Fatemi sapere.grazie

----------

## fbcyborg

Non credo ci sia da preoccuparsi. Quel Warning 3 volte è perché così sei più stimolato a leggere il messaggio.

Ma hai provato a bootare con quel kernel?

Non esplode niente tranquillo!  :Wink: 

----------

## xdarma

 *soeca wrote:*   

> ...ho emerso quindi prima il kernel 2.6.34-r1 
> 
> [...cut...]
> 
> Premetto che sto installando gentoo( e precisamente install-x86-minimal-20100216.iso )usando Ubuntu 9.10 in live come appoggio!!

 

Per quelle quattro cosa che so di compilazione del kernel: il kernel gentoo è patchato dai devel gentoo, il kernel ubuntu è patchato dai devel ubuntu. Quindi i .config sono diversi e non sempre "riciclabili" tra una distribuzione e l'altra. Se usi il vanilla su entrambi forse funziona. Ma dubito che tu possa scegliere di usare il kernel vanilla di Linus su ubuntu...

 *soeca wrote:*   

> Ragazzi il mio problema è che non so cosa includere nel kernel e cosa no e vorrei evitare un Kernel Panic.....

 

Cara vecchia documentazione in italiano: CK: Compilazione Kernel

Forse il link su Arch era: Asus Eee PC 1000HE.

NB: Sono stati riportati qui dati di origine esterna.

PR #2620, opened 2024-12-11
Fix sublinks display on mobile

gregberge:
CleanShot 2024-12-11 at 14 20 31@2x
CleanShot 2024-12-11 at 14 20 43@2x

### DIFF
--- a/packages/gitbook/src/components/Header/Dropdown.tsx
+++ b/packages/gitbook/src/components/Header/Dropdown.tsx
@@ -39,7 +39,7 @@ export function Dropdown<E extends HTMLElement>(props: {
                 aria-labelledby={dropdownId}
                 className={tcls(
                     'w-52',
-                    'max-h-56',
+                    'max-h-80',
                     'flex',
                     'absolute',
                     'top-full',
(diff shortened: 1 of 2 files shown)


scazan (approved):

packages/gitbook/src/components/Header/Dropdown.tsx
```diff
@@ -111,31 +111,38 @@ export function DropdownMenu(props: { children: React.ReactNode }) {
  * Menu item in a dropdown.
  */
 export function DropdownMenuItem(props: {
-    href: string;
+    href: string | null;
     active?: boolean;
+    className?: ClassValue;
```
clairechabas, line 116: I'm not familiar with the GBO dev env yet : why isn't that a string?

packages/gitbook/src/components/Header/Dropdown.tsx
```diff
@@ -111,31 +111,38 @@ export function DropdownMenu(props: { children: React.ReactNode }) {
...
 }) {
-    const { children, active = false, href } = props;
+    const { children, active = false, href, className } = props;
+
+    if (href) {
+        return (
+            <Link
+                href={href}
+                prefetch={false}
+                className={tcls(
```
clairechabas, line 126: Curious to know why we went for `tcls` instead of `clsx` on GBO?

clairechabas (approved):
much better 👍

packages/gitbook/src/components/Header/Dropdown.tsx
gregberge: It's a mistake, but it's like that from the beginning. At some point we should change it to improve perfs.

packages/gitbook/src/components/Header/Dropdown.tsx
gregberge: We manipulate `clsx` values, but IMO we should not. All components should only accept a `className?: string` and if you need to merge thing you can do it when you pass the prop: `<Any className={clsx(...)} />` like we do in the app.

PR #2622, opened 2024-12-11
Refactor Table to use flex layouts

viktorrenkema:
This PR changes the way we render Tables. It now implements a strategy closer to the GitBook in-app editor, where we use flexbox for layout instead of semantic `<table>` `<tr>` etc, and use `role` on divs for these instead.

The change was motivated by limitations of layout with html table elements. Our columns can be sized in 3 different ways:
     1. Set to auto-size by default, these columns share the available width
     2. Explicitly set by the user by dragging column separator (we then turn off auto-size)
     3. Auto-size is turned off without setting a width, we then default to a fixed width of 100px

This lead to a bunch of layout headaches, like:
- if you have the `<table>` take up `width: 100%` of the available space, columns would always increase in size when possible, even though if we/users explicitly set a custom `width` on a column through dragging the column separator
- we can use `width: fit-content`, which also allows for tables in smaller width than the page (altho [this is currently broken](https://linear.app/gitbook-x/issue/RND-5813/tables-smaller-in-width-than-the-available-space-increase-anyway), but then any columns with no set width should enforce auto-sizing. but this is not possible without measuring the DOM (inefficient), as the parent is set to fit-content, not 100%

Ultimately using flexbox gives us a lot more flexibility and potential for adding more features, and we're closer to the editor.

This PR also fixes a number of bugs:
- https://linear.app/gitbook-x/issue/RND-5813/tables-smaller-in-width-than-the-available-space-increase-anyway
- https://linear.app/gitbook-x/issue/RND-3264/table-columns-sizing-doesnt-match-published-content-vs-editor
- https://linear.app/gitbook-x/issue/RND-5784/full-width-tables-take-more-space-than-needed


packages/gitbook/src/components/DocumentView/Table/ViewGrid.tsx
```diff
@@ -7,159 +8,128 @@ import { TableViewProps } from './Table';
...
+                'grid',
+                'w-full',
+                'overflow-x-auto',
+                'overflow-y-hidden',
+                'mx-auto',
+            )}
         >
-            {/* ProgressScroller: */}
-            <div
-                className={`${styles.progressOpacitySharp} ${tcls(
```
viktorrenkema, line 44: I'm returning this one, but with the new layout model I need to take a closer look + it is a nice to have and not a crucial element to have.

packages/gitbook/src/components/DocumentView/Table/table.module.css
```diff
@@ -1,3 +1,54 @@
+/* Detect whether a scrollbar exists on the table */
+@keyframes detect-scroll {
+    from,
+    to {
+        --can-scroll: ;
+    }
+}
+
+/* Apply styles to the Table if scrollbar exists */
```
viktorrenkema, line 9: Fun trick I learned as I don't think there is any other css selector or query that can be used to select elements with a scrollbar: https://csscade.com/can-you-detect-overflow-with-css/

packages/gitbook/src/components/DocumentView/Table/RecordColumnValue.tsx
```diff
@@ -2,7 +2,7 @@ import { ContentRef, DocumentBlockTable } from '@gitbook/api';
 import { Icon } from '@gitbook/icons';
```
viktorrenkema, line 2: As this is a bigger change, I made sure to test a bunch of different docs with differing table setups. For us internally, here's also a quick before/after comparison of some customer docs shared with us thru support when they raised this issue: https://linear.app/gitbook-x/issue/RND-3264/table-columns-sizing-doesnt-match-published-content-vs-editor#comment-b5f07348

In the cases i could check, this PR fixed it for all.

packages/gitbook/src/components/DocumentView/Table/RecordRow.tsx
```diff
@@ -1,42 +1,53 @@
...
+                    columnWidths: view.columnWidths,
+                    autoSizedColumns,
+                    fixedColumns,
+                });
                 return (
-                    <td
+                    <div
                         key={column}
+                        role="cell"
                         className={tcls(
```
SamyPesse, line 32: Tables have a huge impact on the DOM / HTML size. I'm wondering if we should not use a `table.module.css` for this with:

```
.row {
  @apply flex-1 align-middle ...
}

```

It'll make the class name much smaller

SamyPesse: We should do it for code block lines as well at some point

packages/gitbook/src/components/DocumentView/Table/ViewGrid.tsx
SamyPesse: We don't need it and it impact DOM sizes, performances (for ex for docs.nexthink.com/platform/user-guide/nexthink-query-language-nql/nql-data-model); it looks like your PR makes it faster this way.

SamyPesse (approved):
Looks good, but I'm not a CSS expert

packages/gitbook/src/components/DocumentView/Table/RecordRow.tsx
viktorrenkema: Ah ok nice good to know that table is one place where we can improve performance on. So you mean something like this: https://github.com/GitbookIO/gitbook/pull/2622/commits/2ff10758d13303be7ddf6a9100ae9e2dafb32ce2

I didnt realize applying tw classes in a css class is more efficient/performant than a bunch of individual classNames passed to the component. Is this a common known thing perhaps with a term, so I can read up on it?

PR #2624, opened 2024-12-12
Improve ask/search Enter key press UX

clairechabas:
This PR improves search/ask `Enter` key press handling:
- Always display the `Ask <question>` result item at the top of the results list.
- Auto-focuses the first item in the results list if there's a query and result items so that pressing the `Enter` triggers an AI search unless the user types again or uses arrows/tabs to navigate in results.
- Improves result item highlighting UI from @zenoachtig ✨


gregberge (approved):

packages/gitbook/src/components/Search/SearchModal.tsx
```diff
@@ -182,6 +183,14 @@ function SearchModalBody(
         } else if (event.key === 'Enter') {
             event.preventDefault();
             resultsRef.current?.select();
+
+            const queryIsQuestion = isQuestion(state.query);
+
+            onChangeQuery({
```
zenoachtig, line 189: - We should highlight what action we’re about to perform when pressing Enter, right now I don’t get any feedback on what I’m about to do. We can easily do this by moving the cursor such that either the first result (Ask) or the second result (first search result) is highlighted. I can then move up/down myself to deviate from the default.
- I think we need to always show the Ask AI prompt, right now we still conditionally show it. Even if we don’t think it’s a question, users should have the ability to ask it I think.

gregberge (approved):

packages/gitbook/src/intl/translations/en.ts
```diff
@@ -13,6 +13,7 @@ export const en = {
     search_scope_space: '${1}',
     search_scope_all: 'All content',
     search_ask: 'Ask "${1}"',
+    search_ask_description: 'Let GitBook AI answer your question',
```
emmerich, line 16:
```suggestion
    search_ask_description: 'Ask AI for an answer to your question',
```

I don't think we should mention GitBook here. As these are visitor-facing sites, they carry the branding of the user and the GitBook touch should be as light as possible (keeping it just to the "powered by GitBook" badge).

I'm not sure of the best wording for it, let's discuss internally.

emmerich (changes requested):

packages/gitbook/src/intl/translations/en.ts
clairechabas: That phrasing is a less easy to read. Before changing it since it means updating all translation files I'll ask @stephen-ashby for his copy input

stephen-ashby: Could just be

> Find the answer with AI

Or

> Use AI to answer your question

or even

> Let AI answer your question

clairechabas: How about :

> Ask AI to answer your question

clairechabas: Actually I think 

> Find the answer with AI

is best. 

@emmerich ok with you or another suggestion?

emmerich (commented):
We're just missing the translations of the new copy and we're good to merge.

clairechabas:
@emmerich yes I'm on it along with the other changes you suggested above

packages/gitbook/src/intl/translations/en.ts
clairechabas: Ok going with "Find the answer with AI"

emmerich (approved):

PR #2633, opened 2024-12-16
Fix header logo margin

zenoachtig:
# Before

Screenshot 2024-12-16 at 12 13 29

# After

Screenshot 2024-12-16 at 12 13 32


emmerich (approved):
Please include a changeset with `bun changeset` 🙏

PR #2635, opened 2024-12-16
Pass down ancestors instead of computing them

SamyPesse:
This PR fixes a potential invalid breadcrumb being displayed for a page.


packages/gitbook/src/components/PageBody/PageHeader.tsx
zenoachtig, line 1: As cleanup we can remove the `flattenPages` function at the bottom of this file, and two unused imports (`RevisionPageGroup`, `RevisionPageType`).

zenoachtig (approved):
Thanks for improving 🙏

PR #2637, opened 2024-12-16
Fix closing search modal on Escape key press

clairechabas:
The current escape key press handler is only applied on the search text input. If the focus leaves the input (when user presses arrow or tab keys to navigate in the search results), then pressing the `Escape` key is handled anymore.

This PR moves the closing logic from the `input` to the `body`.


gregberge (approved):
The best solution would be to use our Dialog / Modal system from Spine for this dialog.

But good fix for now 👌

Issue #85, opened 2025-02-25
CLI


lionel42:
I see that in fluxy.cli (command line interface), nothing was changed.

Is there a plan to tackle this ?

melodb:
This script needs to be operational in October so we must indeed update it. But maybe we can take care of it once the main code is finished.

Issue #123, opened 2025-05-15
combine_map_dataset does not work with some emissions netcdfs


mo-aliceramsden:
plot_combined = True sometimes fails for plot_flux_map_over_time(), if not all emissions datasets contain the same variables.

When combine_dataset or combine_map_dataset functions (from flux_combine.py) are run, xr.concat(ds_list...) sometimes fails, if one datasets contains a variable not present in the others.

This issue could be solved by dropping variables that are only included in one model's netcdfs, before the xr.concat(). Using, for example:

```
for d in list(ds_all.keys()):
    for v in ds_all[d]:
        if '_out' in v or 'percentile_flux_total_posterior_inversion_grid' in v:
            ds_all[d] = ds_all[d].drop_vars(v,errors='ignore')
```

Or, this issue could be solved by dropping all variables, other than those to be used immediately in the plotting function.

hdelongueville:
The function `align_map_data` prepares the flux datasets for flux maps by filtering variables, removing unused dimensions, and aligning time and spatial coordinates. Another step could be added there to keep only the common variables.

hdelongueville:
OR we add this step in `combine_map_dataset`, which makes more sense I think

hdelongueville:
I'd prefer to remove as least variables as possibles in case we need them in future development. 
Something like this?

```
def combine_map_dataset(ds_all: dict[str, xr.Dataset]) -> dict[str, xr.Dataset]:
    """
    Combine multiple xarray datasets along the 'model' dimension and return the mean dataset.

    Args:
        ds_all: xarray datasets of fluxes indexed by model names.

    Returns:
        A dictionary with a single key 'combined', containing the mean of all datasets along the 'model' dimension.
    """
    models = list(ds_all.keys())
    ds_list = list(ds_all.values())

    # Step 1: Find common variables across all datasets
    common_vars = set(ds_list[0].data_vars)
    for ds in ds_list[1:]:
        common_vars.intersection_update(ds.data_vars)

    # Step 2: Subset each dataset to contain only the common variables
    ds_list = [ds[sorted(common_vars)] for ds in ds_list]

    # Step 3: Combine and average
    ds_dict = {
        "combined": xr.concat(ds_list, dim="model", combine_attrs="override").mean(
            dim="model", keep_attrs=True
        )
    }

    return ds_dict
```

alexdanjou:
[...]

Issue #118, opened 2025-05-08
Units not found when using "all_hfc"


hdelongueville:
When using flux_timeseries with "all_hfc", I get the following error:

```
File /user/work/qq24644/fluxy/fluxy/plots/flux_timeseries.py:230, in plot_country_flux(ds_all, species, plot_regions, config_data, model_colors, model_labels, start_date, end_date, annex_mode, plot_inventory, inventory_years, data_dir, fix_y_axes, add_prior, add_prior_unc, set_global_leg, country_codes_as_titles, plot_separate, plot_combined, resample, resample_uncert_correlation, plot_resample_and_original, return_res, rolling_mean)
    [227] n_cols, n_rows = determine_subplots_arrangement(len(plot_regions))
    [229] if "all" in species:
--> [230]     units = {ds.posterior.units for ds in ds_all.values()}
    [231] else:
    [232]     units = {ds.country_flux_total_posterior.units for ds in ds_all.values()}

File /user/work/qq24644/miniconda3/envs/parisenv/lib/python3.13/site-packages/xarray/core/common.py:305, in AttrAccessMixin.__getattr__(self, name)
    [303]         with suppress(KeyError):
    [304]             return source[name]
--> [305] raise AttributeError(
    [306]     f"{type(self).__name__!r} object has no attribute {name!r}"
    [307] )

AttributeError: 'DataArray' object has no attribute 'units'
```
Somehow it seems that units in `ds_all_flux_scaled['ELRIS']['posterior'].attrs['units']` and `ds_all_flux_scaled['ELRIS']['prior'].attrs['units']` are missing.

I haven’t found the source of the problem yet, but it likely arises when all the HFC datasets are combined.

alexdanjou:
@hdelongueville is the bug still present for you? I don't manage to reproduce it. If it is, can you check if the PR #138 resolves it (and if yes put in the comment of the PR that it resolves it).

hdelongueville:
I don't have that issue anymore, no idea why.

hdelongueville:
Let's say it is fixed then

melodb:
[...]

Issue #116, opened 2025-05-06
chop_by = year/month not working properly


melodb:
In functions average_over_years and average_over_months, the averaging is performed by making the floor division of the year/month by `N` (variable `dt` in the notebook):
https://github.com/openghg/fluxy/blob/8318741922c54e10c0bcac68a86c0db1e5a8fc60/fluxy/operators/flux_map_resample.py#L202

For a time series ranging from 2018-2023, this works nicely for `dt=1` and `dt=2`. For `dt=3`, the floor division aggregates 2018 in one group, 2019-2021 in another, and the remaining years (2022-2023) in the last group (see figure).
![Image](https://github.com/user-attachments/assets/55c9bd23-b3b7-4b78-a349-9e695c191a85)

I think it would make more sense to create the groups in order, for instance 2018-2020 followed by 2021-2023, instead of according to the floor division. The same non expected grouping occurs for dt=4, 5 and 6. Maybe a different approach can be used to define the groups.

hdelongueville:
Great point!

alexdanjou:
PR #138 fixes this I think. Can you verify @melodb ? (I change the line in `groups = (ds.time.dt.year-ds.time.dt.year.min()) // N`).

PR #138, opened 2025-06-06
Update script generating draft annex plots and tables

### LINKED ISSUE #81: `for` loop for slicing : necessary for memory issues. Could we hide it?

alexdanjou:
Closes issues #85 and (as a side effect) #81, #118, #123 and #116.

Stuff done : 
- Restructure `annex_plot_generator.py` : the files are read once and not multiple times. There is still a performance issue (#139 )
- Adapt  `annex_plot_generator.py` to recent changes of fluxy
- Change the order of operations done in the flux map functions to select first the variables to be plotted and then do less unnecessary computing (also solves #123 )
- Fix bug in `select.py` and closes #81


alexdanjou:
You can view the produces files in `project/paris/users/AlexDanjou/images/` on the jupyter hub. Tell me if you spot any issues!
I have also tested the classic notebook and it seems to work fine.

fluxy/cli/annex_plot_generator.py
```diff
@@ -1,912 +1,435 @@
...
-        "pfc218": 0.95,
-        "pfc318": 0.95,
-        "sf6": 0.95,
-    },
-}
-
 ###########################################
 
+def define_model_list(models, species, config_data, json_exp_to_use):
+    print("WARNING : each team should check that the right files are used. Still to be checked by RHIME, ELRIS, InTEM.")
```
lionel42: Use logging module instead of print statements

fluxy/cli/annex_plot_generator.py
```diff
@@ -1,912 +1,435 @@
...
-        "pfc116": 0.95,
-        "pfc218": 0.95,
-        "pfc318": 0.95,
-        "sf6": 0.95,
-    },
-}
-
 ###########################################
 
+def define_model_list(models, species, config_data, json_exp_to_use):
```
lionel42: Document function

fluxy/cli/annex_plot_generator.py
```diff
@@ -1,912 +1,435 @@
...
+        else:
+            model_read = f"{model.split('_')[0]}_{config_data['models_info']['standard_run']['default'][species]}"
+            if "longrun" in model:
+                model_read = f"{model_read}_longrun"
+                
+        models_std.append(model_read)
+        
+    return models_std
+
+def dict_to_str_dataframe(res, inventory_years, species):
```
lionel42: document function

fluxy/cli/annex_plot_generator.py
```diff
@@ -1,912 +1,435 @@
...
+        fig, res_dict = plot_country_flux(ds_all_flux_scaled,
+                        species = species,
+                        model_colors = model_colors,
+                        model_labels = model_labels,
+                        start_date = start_date,
+                        end_date = end_date,
+                        resample = None,
+                        **kwargs_country_flux_general,
+                        **kwargs_country_flux_yearly_species)
+        full_path = os.path.join(output_path, f"{species}_country_flux_annual_longrun_{region}.png")
```
lionel42: Try using pathlib for the paths, then you can simply do 
`fullpath= output_path / filename`

fluxy/cli/annex_plot_generator.py
```diff
@@ -1,912 +1,435 @@
...
-    print("\n\nTABLE HFC\n\n")
+    print("\nTABLE HFC")
     hfc_res = annual_res[
         annual_res.species.apply(lambda x: x[:3].lower() == "hfc")
     ].copy()
     hfc_res["species"] = hfc_res.species.apply(lambda x: x.replace("hfc", "HFC-"))
-    make_table(hfc_res, f"{output_path}/hfc_res_{regions[0]}.tex")
-    hfc_res.to_csv(f"{output_path}/hfc_res_{regions[0]}.csv", index=False)
+    make_table(hfc_res, f"{output_path}/hfc_res_{region}.tex")
+    hfc_res.to_csv(f"{output_path}/hfc_res_{region}.csv", index=False)
```
lionel42: pathlib also in this context would make sense

fluxy/cli/filenames.json
```diff
@@ -0,0 +1,85 @@
+{
```
lionel42, line 1: document what is in this file

fluxy/operators/flux_align_dataset.py
```diff
@@ -12,17 +12,24 @@ def align_time(ds_list: list[xr.Dataset]) -> list[xr.Dataset]:
...
     if any(abs(dtime - np.median(dtime)) > 0.1 * np.median(dtime)):
         raise ValueError("Unable to infer period from dataset")
     period = np.median(dtime)
 
+    # Select the data
+    if np.unique([ds.time.size for ds in ds_list]).size != 1:
+        min_date = max([x.time.min() for x in ds_list]) - period/2
+        max_date = min([x.time.max() for x in ds_list]) + period/2 
+        ds_list = [ds.sel(time = slice(min_date, max_date)) for ds in ds_list]
+
```
lionel42: Not very clear what you are selecting here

Ma non avevi già installato gentoo a fine anno?

----------

## fbcyborg

Ma scusa per l'OT, ma quindi ogni distro, oltre a patchare i sorgenti patcha anche il .config?

Non la sapevo questa cosa.

----------

## Peach

 *fbcyborg wrote:*   

> Ma scusa per l'OT, ma quindi ogni distro, oltre a patchare i sorgenti patcha anche il .config?
> 
> Non la sapevo questa cosa.

 

no e' che il .config risultante incorpora teoricamente cose diverse a seconda del tipo di patchset fatto.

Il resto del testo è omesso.